Another class of evidence based methods makes use of alignments of protein sequences with genomic sequences, and form an important component of pipelines such as ENSEMBL. Such programs include DPS [18
], Procrustes [19
], GeneWise [20
], and GenomeScan [21
]. To some extent, these programs are designed to work with proteins from related species. Although they work quite well with highly conserved proteins, they are not as accurate for diverged protein sequences. Hybrid methods such as JIGSAW [22
] and ExonHunter [23
] combine both cDNA and protein evidence probabilistically while making gene predictions.
GeneMapper has been influenced by and is in the same category of gene finding methods as Projector [24
]. Projector uses gene annotations from a reference species as evidence to predict the gene structure in a target sequence. In analogy to cDNA based methods, Projector aligns mRNA from a reference gene to a target sequence, but it exploits additional information about splice sites. This is accomplished by using a pair hidden Markov model to transfer annotations from the reference species to the target sequence.

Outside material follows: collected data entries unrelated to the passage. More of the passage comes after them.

PR #3170, opened 2020-04-07
flashing shell and update SC firmware via driver by default

maxzhen:
By default, shell and sc firmware update will go through driver. Setting FLASH_VIA_USER environment variable could switch to old code path which will go through mapped PCIE BAR on mgmt PF.


maxzhen:
retest this please

AShivangi:
Does this mean we need to set FLASH_VIA_USER variable on windows everytime we flash?

maxzhen:
> 
> 
> Does this mean we need to set FLASH_VIA_USER variable on windows everytime we flash?

it should fall through, i think, and use existing code path. but i don't know how to test it.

GeneMapper uses a bottom up approach to predict gene structure. First, each reference exon is aligned to a target genome and these alignments are then joined to build a gene structure. Because exons are much shorter than introns, this approach makes use of dynamic programming with a fairly sophisticated codon evolution model to provide detailed alignment of exons. GeneMapper also uses a novel mapping process that exploits the phylogeny of the reference and target species to obtain more precise annotations. If a gene is to be mapped from a reference species to multiple target species, then GeneMapper makes use of characteristic properties extracted from all of the available orthologous genes in the family. In other words, the program works with profiles of orthologous genes, which are not unlike protein profiles. The gene profile is built up progressively as the gene is mapped into successive target species. Therefore, the profile becomes more complete as the gene is mapped into additional target species. The profile is especially useful in mapping genes to evolutionarily distant species that may have diverged considerably from the reference species. The rationale behind the profile based approach is that information from all orthologous sequences results in a more comprehensive representation of the gene than is possible with a single sequence.
GeneMapper was tested on a set of orthologous human and mouse genes. Results were compared with GeneWise and Projector annotations. We show that GeneMapper outperforms both GeneWise and Projector, and also establish that the addition of multiple sequences from chimpanzee, rat, and chicken further improves performance through the use of gene profiles.